* Task goal
Give back exactly the line containing "cookel2, line 150: I" together with all the lines after it, ending at the final line below.

* Data for this exercise
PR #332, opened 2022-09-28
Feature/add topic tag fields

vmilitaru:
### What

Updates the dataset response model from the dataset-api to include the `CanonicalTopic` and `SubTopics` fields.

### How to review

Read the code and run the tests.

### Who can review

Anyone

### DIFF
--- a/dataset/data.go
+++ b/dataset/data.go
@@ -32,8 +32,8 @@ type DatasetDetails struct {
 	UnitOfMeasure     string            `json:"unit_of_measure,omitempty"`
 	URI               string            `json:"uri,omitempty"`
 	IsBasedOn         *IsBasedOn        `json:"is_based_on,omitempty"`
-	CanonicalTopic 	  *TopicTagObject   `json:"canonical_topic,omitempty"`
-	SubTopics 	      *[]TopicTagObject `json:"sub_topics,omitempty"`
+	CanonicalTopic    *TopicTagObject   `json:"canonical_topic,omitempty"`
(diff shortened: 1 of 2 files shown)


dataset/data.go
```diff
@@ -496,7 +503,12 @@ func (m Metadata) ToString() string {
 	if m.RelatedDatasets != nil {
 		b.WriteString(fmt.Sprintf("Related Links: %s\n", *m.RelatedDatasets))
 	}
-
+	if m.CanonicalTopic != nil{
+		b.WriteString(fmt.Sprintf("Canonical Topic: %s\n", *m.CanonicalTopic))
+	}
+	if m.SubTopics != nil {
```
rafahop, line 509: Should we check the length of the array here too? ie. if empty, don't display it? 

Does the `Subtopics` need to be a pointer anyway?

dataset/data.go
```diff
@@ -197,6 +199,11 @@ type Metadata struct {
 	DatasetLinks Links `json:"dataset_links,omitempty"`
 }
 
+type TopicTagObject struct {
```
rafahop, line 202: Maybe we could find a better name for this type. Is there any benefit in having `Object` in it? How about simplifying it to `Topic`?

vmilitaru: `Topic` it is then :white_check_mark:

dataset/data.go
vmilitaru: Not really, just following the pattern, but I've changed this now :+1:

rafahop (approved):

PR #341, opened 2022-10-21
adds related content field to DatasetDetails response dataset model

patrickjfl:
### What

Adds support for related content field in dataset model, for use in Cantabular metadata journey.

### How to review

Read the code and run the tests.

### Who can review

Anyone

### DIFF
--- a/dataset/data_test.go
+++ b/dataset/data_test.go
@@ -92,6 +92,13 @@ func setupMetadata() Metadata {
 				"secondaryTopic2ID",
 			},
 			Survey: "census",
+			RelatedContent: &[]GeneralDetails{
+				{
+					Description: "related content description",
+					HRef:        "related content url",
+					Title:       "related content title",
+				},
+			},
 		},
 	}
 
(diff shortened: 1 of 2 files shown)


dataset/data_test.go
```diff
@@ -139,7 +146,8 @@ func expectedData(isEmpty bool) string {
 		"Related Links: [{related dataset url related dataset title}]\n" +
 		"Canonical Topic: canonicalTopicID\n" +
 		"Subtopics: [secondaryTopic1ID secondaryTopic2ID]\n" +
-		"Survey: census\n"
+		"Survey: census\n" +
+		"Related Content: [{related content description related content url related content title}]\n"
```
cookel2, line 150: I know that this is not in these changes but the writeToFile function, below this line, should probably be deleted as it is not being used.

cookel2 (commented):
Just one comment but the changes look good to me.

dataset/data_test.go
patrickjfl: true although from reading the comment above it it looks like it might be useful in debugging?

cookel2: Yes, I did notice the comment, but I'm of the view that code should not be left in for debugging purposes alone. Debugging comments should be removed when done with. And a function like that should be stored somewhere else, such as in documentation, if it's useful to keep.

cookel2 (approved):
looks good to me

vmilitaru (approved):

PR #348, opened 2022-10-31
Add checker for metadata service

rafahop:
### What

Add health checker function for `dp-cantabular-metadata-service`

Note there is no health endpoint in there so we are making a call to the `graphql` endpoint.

* Solved problem
cookel2, line 150: I know that this is not in these changes but the writeToFile function, below this line, should probably be deleted as it is not being used.

cookel2 (commented):
Just one comment but the changes look good to me.

dataset/data_test.go
patrickjfl: true although from reading the comment above it it looks like it might be useful in debugging?

cookel2: Yes, I did notice the comment, but I'm of the view that code should not be left in for debugging purposes alone. Debugging comments should be removed when done with. And a function like that should be stored somewhere else, such as in documentation, if it's useful to keep.

cookel2 (approved):
looks good to me

vmilitaru (approved):

PR #348, opened 2022-10-31
Add checker for metadata service

rafahop:
### What

Add health checker function for `dp-cantabular-metadata-service`

Note there is no health endpoint in there so we are making a call to the `graphql` endpoint.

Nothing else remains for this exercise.